Monstress is a 2012 collection of stories by Lysley Tenorio.

Plot
In "Monstress", Filipina actress Reva Gogo and her B-Movie director boyfriend go to Los Angeles hoping that an American director can help them be successful. 

In "Help", a man recruits his nephew to fight the Beatles for being rude to Imelda Marcos. 
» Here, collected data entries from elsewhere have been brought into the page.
PR #2460, opened 2026-08-08
fix(GameSettings): restore Enter Mission button on party leader change

3vcloud:
## The bug

If party leadership changes in an outpost, the new leader's **Enter Mission** button is gone until they toggle the game's "legacy Enter Mission button" option off and on.

## Root cause

Two UI messages are involved in the party window's mission button:

- **`kDisableEnterMissionBtn` (0x1000012a)** - the handler at `0x0056a110` looks up child frame 4 and calls `SetFrameVisible(child, ...)` from client state. This is the **only** place the button's visibility is set.
- **`kPartyLeaderChanged` (0x10000122)** - routes to `0x0056a780`, which creates/destroys the button frame and sets its *enabled* state from "am I leader" (`0x008567e0`, bit 7 of the party context flags). It never touches visibility.

A change of leadership broadcasts 0x10000122 only, so the visibility check never re-runs and the button stays hidden. Toggling the preference happens to work because it rebuilds the whole party window.

## The fix

Hook `kPartyLeaderChanged` at post altitude and send `kDisableEnterMissionBtn` ourselves, so the game runs its own visibility check. No preference twiddling, no party state checks on our side - the client recomputes everything.

`wparam` is 0: every subscriber of 0x1000012a (`0x0056a110`, `0x0056c0a0`, `0x00586a90`, `0x00565410`, `0x00565990`) ignores it and recomputes from client state, so the value can't push the button into a wrong state.

Also names 0x10000122 as `kPartyLeaderChanged` in the vendored GWCA `UIMessage` enum (was `kMessage_0x10000122`, unreferenced) - worth mirroring upstream in GWCA.

New checkbox under Game Settings -> Party, on by default, plus a docs entry in `settings.mdx`.

## Testing

Not compiled or run - no Windows/MSVC toolchain here, and reproducing needs two accounts in a party. Please have someone verify in-game before merging.

### DIFF
--- a/GWToolboxdll/Modules/GameSettings.cpp
+++ b/GWToolboxdll/Modules/GameSettings.cpp
@@ -941,6 +941,24 @@ namespace {
         }
     }
 
+    // Last party leader state the server told us about, so we can spot a change of leadership
+    bool was_party_leader = true;
+
+    void OnPartyLeaderChanged(GW::HookStatus*, const GW::Packet::StoC::PlayerIsPartyLeader* packet)
+    {
+        const auto is_leader = packet->is_leader != 0;
+        const auto became_leader = is_leader && !was_party_leader;
+        was_party_leader = is_leader;
+        if (!became_leader || !settings.fix_legacy_enter_mission_button) return;
+        if (!GW::UI::GetPreference(GW::UI::FlagPreference::LegacyStartMissionButton)) return;
+        if (GW::Map::GetInstanceType() != GW::Constants::InstanceType::Outpost) return;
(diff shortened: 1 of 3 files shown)


3vcloud:
I was joking when we said we could path this bug - don't fix their shit for them

3vcloud:
In fact, @claude this could literally be a 1 liner to forcibly send the update ui message manually, none of this preference toggle shit

3vcloud:
@claude if what your original diagnosis shows is true, sending a global ui message would have no impact whatsoever. You need to find the frame that would normally triage the packet for the button refresh, and sendframeuimessage

PR #2462, opened 2026-08-08
feat(LootBeacons): beacon drops by item name

3vcloud:
Requested in #gwtoolbox: expand the Loot Beacons settings with a list of string/colour pairs, checked against the decoded item name.

## What's new
- **Beacon by item name** section in the Loot Beacons settings: a list of rules, each with an on/off checkbox, a text box, a colour wheel and a delete button, plus an **Add item name** button.
- A rule matches when its text appears anywhere in the item's decoded name (case-insensitive), so `scroll`, `dye` or `glob of ectoplasm` all work.
- Name rules are checked **before** value and rarity, and the first matching rule in the list wins, so the list doubles as a priority order.
- Persisted as `name_beacons` in the module's settings JSON.

## Implementation notes
- Item names are decoded asynchronously via `GuiUtils::EncString` (`single_item_name`, falling back to `name_enc`) and cached per encoded string; an item simply doesn't match by name until its decode lands, a scan tick or two later.
- Rule patterns are lowercased once per 250ms scan, not per item.
- Docs page `site/src/content/docs/loot_beacons.mdx` updated; `npm run build` in `site/` passes.

Not built/tested in-game here (no MSVC toolchain in this environment) - worth a quick check that the new rows lay out sensibly in the settings panel.


henderkes:
@claude fix the build conflicts

henderkes:
@claude bitch please

henderkes:
@claude I told you to fix the build, it's still broken

PR #2630, opened 2026-09-16
Fix Objective Timer

### LINKED ISSUE #2610: `Objective Timer does all runs via JSON format from runs folder does not work correctly'
Image

Image

Whenever the runs start via the Objectives timer, etc. it automatically disappear from the list, even though the lists are in the runs folder. To be clearer, each run stays in the timer even after resigning or exiting the game. etc.

This will need to be fixed.

RiftLurker:
Previous implementation used incorrect rect bounds to determine if the objective set should be virtualized.
Using cursor.x moves the rect into the frame making it show up at all. Adding row_height allows for an objective set to be partially drawn.

Fixes #2610


3vcloud:
Thanks for taking the time

PR #2633, opened 2026-09-18
Add feast and trifecta pcons

3vcloud:
Includes PR #2631 only through 7f59b1f9a48ce722b198b2488d724a7749f84f7b; later PR commits are intentionally excluded.\n\nFixes the Feast and Trifecta checks to use an item when any constituent effect is absent or expiring. Records expected effects when a pcon is used and suppresses retries for one second while the game applies those effects.


GWToolboxdll/Windows/Pcons.cpp
```diff
@@ -293,6 +312,17 @@ void Pcon::AfterUsed(const bool used, const int qty)
...
 
+void Pcon::RecordEffectTrigger(const GW::Constants::SkillID skill_id)
+{
+    effect_triggered_at[skill_id] = TIMER_INIT();
+}
+
+bool Pcon::IsEffectTriggerPending(const GW::Constants::SkillID skill_id) const
+{
+    const auto found = effect_triggered_at.find(skill_id);
+    return found != effect_triggered_at.end() && TIMER_DIFF(found->second) < 1000;
```
RiftLurker, line 306: I believe this would have to respect the pcons delay or it's going to slow down pcon usage for low pcon delays

3vcloud: post ui callback to be added, which would clear the map entry

PR #279, opened 2020-01-22
Fix flux calibration

ludwigschwardt:
- Look for `measured_flux` in the right place by adding relative telstate views to access `cb_cal` namespace
- Divide gains by flux instead of multiplying it

There is also a slight rework of `_register_standard_cal_streams` to use the new relative views.


ludwigschwardt:
@bmerry, you are welcome to have a look at this and #278 now that you are back. No obligation though :-)

PR #280, opened 2020-01-31
Fix mvf_rechunk script

bmerry:
Closes SPR1-402.


scripts/mvf_rechunk.py
```diff
@@ -75,7 +74,7 @@ def get_chunk_store(source, telstate, array):
 
 
 def comma_list(value):
-    return ','.split(value)
```
ludwigschwardt: :-)

PR #282, opened 2020-02-13
Mark Python 2 support as deprecated.

bmerry:


bmerry:
@ludwigschwardt @sratcliffe what do you think of putting in some form of deprecation warning for people using katdal on Python 2, to give users some warning before we pull the rug from under them?

PR #287, opened 2020-02-21
Only apply culling optimisation when selecting a small slice

bmerry:
dask_getitem is used for both first- and second-stage indexing in
DaskLazyIndexer. When first-stage indexing keeps all (no `select`) or
most (e.g. `scans=track`) of the data, the culling is not particularly
useful, very slow, and might be harmful as it throws away the
highlevelgraph structure. So only apply it when the number of blocks is
reduced by at least 50%.

Also ensure that the replacement graph is a HighLevelGraph - dask
doesn't currently do it automatically, unlike the da.Array constructor.

### DIFF
--- a/katdal/lazy_indexer.py
+++ b/katdal/lazy_indexer.py
@@ -25,6 +25,7 @@ from functools import reduce, partial
 
 import numpy as np
 import dask.array as da
+import dask.highlevelgraph
 import dask.optimization
 
 # TODO support advanced integer indexing with non-strictly increasing indices (i.e. out-of-order and duplicates)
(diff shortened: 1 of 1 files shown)


bmerry:
This can knock over a minute off the time to start reading a large dataset (it doesn't come off `katdal.open`, but rather than first access to the data because we construct the datasets lazily).

bmerry:
> Great! Is 50% roughly optimal?

It's a complete thumb-suck. But I figure most cases will either have a fraction close to 0 (e.g. spectral imaging, or selecting a single track) or close to 1 (e.g. scans='track').

PR #290, opened 2020-02-24
Optimise set(targets) -> targets.unique_values

bmerry:
CategoricalData already has a convenient way to get all the unique
values :-)


bmerry:
Done.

In "Superassassin", an isolated boy writes a biographical report on the Green Lantern and practices being a super-powered avenger with disastrous results. 

In "Felix Starro", the grandson of a famous Filipino faith healer plans his escape from the family business. 

In "The Brothers", a man buries his transgender sister with the help of her friend and remembers the brother he lost. 

In "The View From Culion", a young woman raised in a leper colony strikes up a tentative friendship with a US Navy officer afflicted with the disease. 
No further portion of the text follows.